L’apparition des premiers documents juridiques en copte
Né dans des milieux hellénophones, le copte a « échappé » à ses premiers utilisateurs et s’est répandu dans d’autres milieux ; sa sociologie s’est modifiée en même temps que le cadre culturel et institutionnel a commencé à se transformer. On observe en particulier un usage plus visible du copte dans la société un siècle environ avant la conquête arabo-musulmane de 641/642. Cherchant à comprendre pourquoi ces textes sont apparus à ce moment-là, après trois siècles de mutisme, nous avons porté notre attention sur le corpus des actes juridiques coptes antérieurs à la conquête. Celui-ci se compose d’une quinzaine de transactions juridiques et d’actes para-judiciaires, rédigés par des scribes digraphes. Les transactions sont le plus souvent provisoires et de médiocre importance. Ces documents proviennent tous de Thébaïde, une région qui a gardé un plus fort ancrage dans la tradition égyptienne et moins profondément assujettie à l’influence d’Alexandrie en matière institutionnelle, religieuse et culturelle. De plus, ils remontent surtout aux années 600-610 et à la domination sassanide (619-629), deux décennies correspondant à deux époques troublées de l’histoire de l’Égypte : la première, inaugurée par le renversement et l’assassinat de Maurice par Phocas (602), fut une période de turbulences. Quant à la seconde période, elle est marquée par l’occupation sassanide (619-629) qui a soustrait l’Égypte à l’autorité byzantine. L’instabilité politique, en affaiblissant l’appareil étatique, et surtout, durant la période sassanide, la rupture avec l’État byzantin hellénophone, en relâchant la contrainte que faisait peser le prestige du grec, ont dû concourir à agrandir la brèche entrouverte au siècle précédent en incitant la population qui le souhaitait à avoir un usage plus intensif du copte.

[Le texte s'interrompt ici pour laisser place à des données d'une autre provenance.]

PR #373, opened 2023-09-17
Additional platform icons!

Casuallynoted:
Added:
CD-i
3DO
Neo Geo Pocket Color
Nintendo 64DD
Satellaview (More notes about this in the swapped section)
Playdia
Pippin
Mac

Renamed (Previously weren't using IGDB naming conventions so wouldn't appear when in use):
Neo Geo CD
Neo Geo AES
Neo GEO MVS

Swapped:
SNES and SNES-Alt (Using the japanese SNES controller icon for the Satellaview and setting the US SNES icon as the default for the main console, figured it makes more sense!)

Also added accreditation for the icon used for Mac to the readme.


GAntoine (dismissed):

Casuallynoted:
Whoops, just realised that the sega pico icon needed a rename for IGDB consistency. Done! I think this should be all that's needed :)

GAntoine (approved):

PR #383, opened 2023-09-21
[ROMM-378] Fixes to search and pinia store

### LINKED ISSUE #378: [Bug] Searching for a game only returns games that have been seen in the interface
**RomM version**
2.0rc5

**Describe the bug**
When searching for a game in a big library, it only seems to search the game that have currently been scrolled through. So for example, when first loading my Xbox library if I search for Tetris, it says no results found. However, if I scroll down to where Tetris is in the games list, then I am able to search for it.

**To Reproduce**
1. Open a platform's library
2. Type the name of a game that is toward the end of the list into the search box
3. Game will not be found

**Expected behavior**
Ideally, it should be able to pull games regardless of whether the UI has loaded them- this would definitely make navigating larger libraries a lot easier.

 - OS: Debian
 - Browser: Chrome
 - Version: 117

GAntoine:
So this is a little cleanup to the way we deal with the pinia store for roms. Essentially, anytime a change is made to the `_all` rom list, we reorder the list and remove any duplicates. This is just to make sure the list is in a healthy state in all cases.

The real fix here is adding any search results to the `_all` roms list. This way, when we set the list of filtered IDs in the `romStore`, we have the results to pull from.

Fixed #378

### DIFF
--- a/frontend/src/stores/roms.js
+++ b/frontend/src/stores/roms.js
@@ -1,3 +1,4 @@
+import { uniqBy } from "lodash";
 import { defineStore } from "pinia";
 
 export default defineStore("roms", {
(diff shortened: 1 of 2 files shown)


frontend/src/stores/roms.js
```diff
@@ -23,20 +24,27 @@ export default defineStore("roms", {
   },
 
   actions: {
+    _reorder() {
+      // Sort roms by name and remove duplicates
+      this._all = uniqBy(
+        this._all.sort((a, b) =>
+          a.file_name_no_tags.localeCompare(b.file_name_no_tags)
```
zurdi15, line 31: This won't deduplicate roms with the same name but differente regions for example? (with just different tags in the filename)

zurdi15 (approved):

frontend/src/stores/roms.js
gantoine: Technically yes and we should probably change it to use `file_name`, though as-is it's already better then before.

PR #397, opened 2023-10-13
Change IGDB ID/SECRET variables to working names

Jacksaur:
Current variables do not work, as mentioned here: https://github.com/zurdi15/romm/issues/394#issuecomment-1751814068

As you say, the keys will work on dev-latest. But the example file doesn't pull dev-latest, so it'd make more sense for new users if the example file used the same conventions as the release it currently pulls for the time being.

### DIFF
--- a/examples/docker-compose.example.yml
+++ b/examples/docker-compose.example.yml
@@ -14,8 +14,8 @@ services:
       - DB_NAME=romm # Should match the MYSQL_DATABASE value in the mariadb container
       - DB_PASSWD=<database password>
       # [Optional] Used to fetch metadata from IGDB
-      - IGDB_CLIENT_ID=<IGDB client id>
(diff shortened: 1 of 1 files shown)


GAntoine:
I'm happy merging this change in, as the renaming is backwards-compatible for `dev-latest` users. However the PR is open against `master`, and the main branch for the repo is `release`. Do you think it makes more sense to open this PR against release?

Jacksaur:
Honestly, I have minimal experience with Github and didn't even check the branch I was merging with. Apologies.
Is there a way I could move this PR to the correct one?

GAntoine:
You know what it's all good, I'll merge this is and merge master into the release branch, so it shows up for everyone. Thanks for the PR!

GAntoine (approved):

PR #401, opened 2023-10-22
general docker image optimization

psych0d0g:
for kubernetes deployments and security minded folks its prefered to run containers with a readonly rootfs.
this patch changes nginx configuration in a way that it is possible to run it on such readonly instances.
(mounted volumes are by design exempt from this)

other things i changed are:
- the default listen port for nginx to not be port 80 (since that port can not be bound without root permissions)
- the connection between uvicorn and nginx was switched from using TCP to unix domain socket
- alpine base image instead of ubuntu to shave a few mb from the docker container size
- added cache cleaning for poetry
- squashed docker layers down to one as last build step to reduce final image size ( 112.32MiB   from  260.36MiB in the beginning )

### DIFF
--- a/docker/Dockerfile
+++ b/docker/Dockerfile
@@ -6,7 +6,7 @@ RUN npm install
 RUN npm run build
 
 # Setup frontend
-FROM ubuntu/nginx:1.18-22.04_edge as production-stage
+FROM nginx:1.24-alpine3.17 as production-stage
 ARG WEBSERVER_FOLDER=/var/www/html
 COPY --from=front-build-stage /front/dist ${WEBSERVER_FOLDER}
 COPY ./frontend/assets/default_avatar.png ${WEBSERVER_FOLDER}/assets/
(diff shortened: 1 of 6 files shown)


psych0d0g:
i made further changes in a new branch that im holding back for now, but plan to open a pull request once this one is merged, mainly further docker-file refactoring, and updating of the poetry.lock file :)

docker/Dockerfile
```diff
@@ -6,7 +6,7 @@ RUN npm install
 RUN npm run build
 
 # Setup frontend
-FROM ubuntu/nginx:1.18-22.04_edge as production-stage
+FROM nginx:1.24-alpine3.17-slim as production-stage
```
gantoine, line 9: 👍🏼

docker/Dockerfile
```diff
@@ -16,31 +16,44 @@ RUN mkdir -p ${WEBSERVER_FOLDER}/assets/romm && \
...
+        mariadb-connector-c-dev \
+        python3-dev \
+        py3-pip
+
+FROM scratch
+COPY --from=production-stage / /
+
 # Expose ports and start
-EXPOSE 80
+EXPOSE 8080
```
gantoine, line 57: this is a breaking change right?

GAntoine (approved):
i'm all for this change 👍🏼

docker/Dockerfile
psych0d0g: at least for the compose and such, i think i missed changing the target port in the example, the ports would need to be changed to 80:8080 at least so that the user facing frontend can still be reached by http://localhost for example

zurdi15 (approved):

PR #402, opened 2023-10-23
add venv to docker and refactor

psych0d0g:
introduce python virtual environments so that project dependencies dont clash with the OS shipped python libraries.
As an example poetry tried to update `packaging` which is not possible since its usually shipped with the used OS distro and can not be managed by pip or poetry if installed in the OS, with venvs that limitation is solved and said package is able to be managed by the project.
with a venv we are indenpendent from what the OS shipps, even in core libraries and can update them however we want :)

i also added some meaningful comments to the dockerfile to explain what is happening

### DIFF
--- a/docker/Dockerfile
+++ b/docker/Dockerfile
@@ -19,14 +19,9 @@ RUN mkdir -p ${WEBSERVER_FOLDER}/assets/romm && \
 RUN apk add --upgrade \
         bash \
         curl \
-        gcc \
-        musl-dev \
         netcat-openbsd \
         mariadb-connector-c \
-        mariadb-connector-c-dev \
-        python3 \
-        python3-dev \
-        py3-pip
+        python3
 
 # Install additional build dependencies
 RUN apk add --upgrade \
--- a/docker/Dockerfile
+++ b/docker/Dockerfile
@@ -19,15 +19,17 @@ RUN mkdir -p ${WEBSERVER_FOLDER}/assets/romm && \
 RUN apk add --upgrade \
         bash \
         curl \
-        netcat-openbsd \
+        libffi \
         mariadb-connector-c \
+        netcat-openbsd \
         python3
 
 # Install additional build dependencies
 RUN apk add --upgrade \
         gcc \
-        musl-dev \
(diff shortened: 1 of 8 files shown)


pyproject.toml
```diff
@@ -38,12 +34,18 @@ passlib = {extras = ["bcrypt"], version = "^1.7.4"}
...
 python-multipart = "^0.0.6"
 types-python-jose = "^3.3.4.8"
 types-passlib = "^1.7.7.13"
 
+[tool.poetry.group.test.dependencies]
+pytest = "^7.4.0"
+pytest-env = "^0.8.2"
+pytest-vcr = "^1.0.2"
+pytest-mock = "^3.11.1"
+pytest-asyncio = "^0.21.1"
```
gantoine, line 47: 👍🏼

docker/Dockerfile
```diff
@@ -29,31 +28,69 @@ RUN apk update && \
...
+    /installed_poetry_requirements.txt \
+    /build_requirements.txt \
+    /docker-entrypoint.sh \
+    /docker-entrypoint.d
+
+# Move everything we prepared over to our final docker image
 FROM scratch
+LABEL org.opencontainers.image.title="zurdi15/romm" \
+      org.opencontainers.image.description="RomM (stands for Rom Manager) is a game library manager focused in retro gaming. Manage and organize all of your games from a web browser" \
+      org.opencontainers.image.licenses="GPL-3.0"
```
gantoine: 👍🏼

GAntoine (approved):
yeah really solid 👍🏼

docker/Dockerfile
Djiit: FWIW, the docker metadata action in the `build` workflow should be taking care of title and description labels automatically. Maybe add the `description` label [here](https://github.com/zurdi15/romm/blob/release/.github/workflows/build.yml#L40C10-L40C10) too ?

psych0d0g: moved the labels into the git workflow file as suggested

zurdi15 (approved):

Les explications géographique et chronologique ont ceci en commun qu’elles orientent vers une explication qui mettrait le développement des documents juridiques coptes sur le compte d’un recul, d’un affaiblissement ou d’un défaut de l’État et donc d’un allègement de la pression qu’il pouvait faire peser en termes de contraintes linguistiques.